-- TASK DIRECTIONS --
From the data, copy out every line in which the word "example" appears.

Extracted data entries
PR #2372, opened 2020-08-20
Add support for Rails engines routes in request specs

drwl:
Currently, when scaffolds are generated inside a Rails Engine, it generates requests specs that fail without modification. This happens because the Engine routes are not mounted under Rails.application.

To fix this, Engine routes have to be included so that url and path helpers can be usable from within the spec file.


pirj:
I guess we'll need a spec for that.

lib/generators/rspec/scaffold/templates/request_spec.rb
```diff
@@ -16,6 +16,11 @@
 RSpec.describe "/<%= name.underscore.pluralize %>", <%= type_metatag(:request) %> do
   # <%= class_name %>. As you add validations to <%= class_name %>, be sure to
   # adjust the attributes here as well.
+  <% if mountable_engine? -%>
```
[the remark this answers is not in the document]
JonRowe: I agree with @klyonrad here, I would put this new block above the comment, it also needs to be in all the request spec templates.

lib/generators/rspec/scaffold/templates/request_spec.rb
```diff
@@ -16,6 +16,11 @@
...
+    include Engine.routes.url_helpers
```
JonRowe, line 20: I think this needs to be fully qualified? Not quite sure how you'd get that, maybe we can comment it out with a note if we can't (so the spec will run, but need editing)

JonRowe: I think we want something like `<%= namespace %>::Engine`

JonRowe:
Great start thanks for tackling, we usually test generators by running them in the example app, tweaking with removing comments etc and then letting them pass

drwl:
Thanks for the feedback everyone. I was trying to get a reproducable test case so have been working on that.

lib/generators/rspec/scaffold/templates/request_spec.rb
drwl: @JonRowe does it need to be fully qualified since it's already namespaced in the module on L15? I'm not opposed to adding it, just curious.

lib/generators/rspec/scaffold/templates/request_spec.rb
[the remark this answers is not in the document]
drwl: Thanks @klyonrad @JonRowe, I fixed this 👍 .

features/request_specs/engine_named_routes.feature
```diff
@@ -0,0 +1,83 @@
+Feature: engine named routes
```
JonRowe, line 1: I would add this as scenarios to the existing request specs feature.

features/request_specs/engine_named_routes.feature
```diff
@@ -0,0 +1,83 @@
...
+
+  Generated requeset specs inside a Rails Engine is able to use route and url helpers.
```
JonRowe, line 3: This has a typo, but I'd merge this into the main request specs feature more like 
```suggestion
  Request specs inside a Rails Engine can include the engines routes to use url helpers.
```

features/request_specs/engine_named_routes.feature
```diff
@@ -0,0 +1,83 @@
...
+
+  Scenario: include engine route helpers
```
JonRowe, line 5:
```suggestion
  Scenario: using engine route helpers
```

features/request_specs/engine_named_routes.feature
```diff
@@ -0,0 +1,83 @@
...
+        resources :links, :only => [:index]
+      end
+
+      Rails.application.routes.draw do
+        mount MyEngine::Engine => "/my_engine"
+      end
+
+      module MyEngine
+        RSpec.describe "Links", :type => :request do
+
```
JonRowe, line 33: I think most people don't include blank lines here so the generator shouldn't either.

features/request_specs/engine_named_routes.feature
```diff
@@ -0,0 +1,83 @@
...
+            get links_url
+            expect(response.body).to eq('hit_engine_route')
+          end
+        end
+      end
+      """
+    When I run `rspec spec`
+    Then the example should pass
+
+  Scenario: do not include engine route helpers
```
JonRowe, line 46: You don't need the sad path here, its documentation of how it works not how it doesn't :)

features/request_specs/engine_named_routes.feature
```diff
@@ -0,0 +1,83 @@
...
+
+          it "redirects to a random widget" do
+            get links_url
+            expect(response.body).to eq('hit_engine_route')
+          end
+        end
+      end
+      """
+    When I run `rspec spec`
+    Then the example should fail
```
JonRowe, line 83: This file needs a line ending.

lib/generators/rspec/scaffold/templates/request_spec.rb
JonRowe: Hm I guess not but its more clear.

JonRowe (changes requested):
I like the additional documentation, but it doesn't test the generator, that still needs to be added ideally.

drwl:
@JonRowe I've added a test to make sure the route helpers get included. Wanted to get your thoughts on the namespaced include engine route/url helpers -- it looks like Rails generators does not do that, so does it make sense to keep it similar?

JonRowe (approved):

pirj:
Thanks!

-- EXERCISE SOLUTION --
Great start thanks for tackling, we usually test generators by running them in the example app, tweaking with removing comments etc and then letting them pass
+    Then the example should pass
+    Then the example should fail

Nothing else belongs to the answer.